Я помнил, как он сидел однажды под зеленым абажуром и негнущимся, сильно распухшим указательным пальцем, приобретшим некий терракотовый цвет, водил по карте, и губы его шевелились в нежном прочтении — это был тот беззвучный шепот, каким принято шептать в близкое женское ухо о любви. Эскапизм его принял необратимые формы, и весь внутренний мир был положен на алтарь географической карты, которая, по сути, превратила его жизнь в постоянное стремление к вечеру.
Мать курила папиросы особенно часто, когда отец сидел над картой, и за клубами густого, сизого дыма, как электрическая корона, мерцал злой, безжалостный смех; отец не мог этого не замечать, но вел себя так, будто было ему на это глубоко наплевать. Я так и не смог понять, что связывало их, удерживало вместе, если не я; они не часто разговаривали, никогда я не видел, чтобы они обнялись или поцеловались, отвращение к поцелуям они привили мне на всю жизнь; лица их существовали для меня как бы отдельно, и если в памяти возникало лицо отца, то никогда рядом не возникало лицо матери, и наоборот.
Один лишь раз, когда я заболел корью и лежал в постели под пуховым одеялом, пахнувшим хозяйственным мылом, измученный лихорадкой, покрытый мелкой сыпью, с воспаленными глазами и горлом, я увидел их лица так близко друг от друга, почти соприкасавшимися — они склонились надо мной, бледные, уже взявшие вину на себя и страх их питало знание, тогда как мой страх питало незнание, и я смотрел на них сквозь слезы, как сквозь грязноватую воду, словно тонул в реке, тонул спиной вниз, без движений, и грязноватая вода сомкнулась надо мной, над моими открытыми глазами, а они стояли сверху, склонившись, с заостренными состраданием лицами, смотрели на меня и ничего не делали, а я погружался все глубже, сознавая, что спасения не дождаться, вода становилась все грязней, и течение, наконец, подхватило меня и повлекло в сон, а затем к нескорому выздоровлению. Потом, в течение всей болезни они подходили ко мне по одиночке, и в течение болезни не было между ними холода и отчуждения, была же согласованность и стремление вылечить; отец утром уходил на завод, но вечером, игнорируя карту, сидел у меня на постели, а мать каждый день мыла квартиру с хлорной известью или хлорамином и заваривала настойки календулы и тысячелистника, которые давала мне, помимо таблеток; иногда я лежал один и смотрел на алюминиевые башни, всегда притягивавшие мой взгляд, они стояли на небольшой полочке, висевшей на стене напротив кровати.

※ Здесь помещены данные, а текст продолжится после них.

PR #406, opened 2026-09-15
IMP: remove the _contigs suffix from the SampleData[Contigs]

misialq:
# Description

This PR removes the "_contigs" suffix from the fasta file names in the `SampleData[Contigs]` artifacts. To retain backward-compatibility the `sample_dict` method supports now both kinds of filenames when returning the sample ID to fasta file path mapping.

# AI Disclosure

- [x] NO AI USED.
- [ ] AI USED.


lizgehret:
ok thanks for letting me muck up the commit history @misialq; everything has been reverted back and can be ignored 🙈

q2_types/per_sample_sequences/_formats.py
```diff
@@ -685,14 +685,18 @@ def sample_dict(self, relative=False):
...
             if relative:
-                ids[id] = str(
+                ids[_id] = str(
                     absolute_path.relative_to(self.path.absolute())
                 )
             else:
-                ids[id] = str(absolute_path)
+                ids[_id] = str(absolute_path)
 
         return dict(sorted(ids.items()))
```
VinzentRisch: This could be solved with the FileDictMixin. It also supports suffixes and works if the suffix is present and if not. By adding sample_dict that just calls file_dict the calls to sample_dict don't have to change in all the plugins. Like this the behaviour is the same.
Do you think this makes sense?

Жили мы небогато, и отец с четырех лет дарил мне на дни рождения эти самые башни, которых было к тому времени пять штук. В городской библиотеке он штудировал подписки старых журналов «Вокруг света», выискивая рисунки или фотографии самых известных башен мира, копировал их контуры карандашом через папиросную бумагу, а лотом, вооружившись штангенциркулем, моделировал на двадцатисантиметровые алюминиевые заготовки, вытачивал строго по контуру, а затем дорабатывал башни с квадратным основанием и гранеными углами при помощи напильника и надфиля, а для Пизанской башни он сделал маленькую металлическую подставку, в которой под углом просверлил отверстие диаметром, соответствующим основанию башни, и, наполнив отверстие эпоксидной смолой, закрепил ее наклоненной.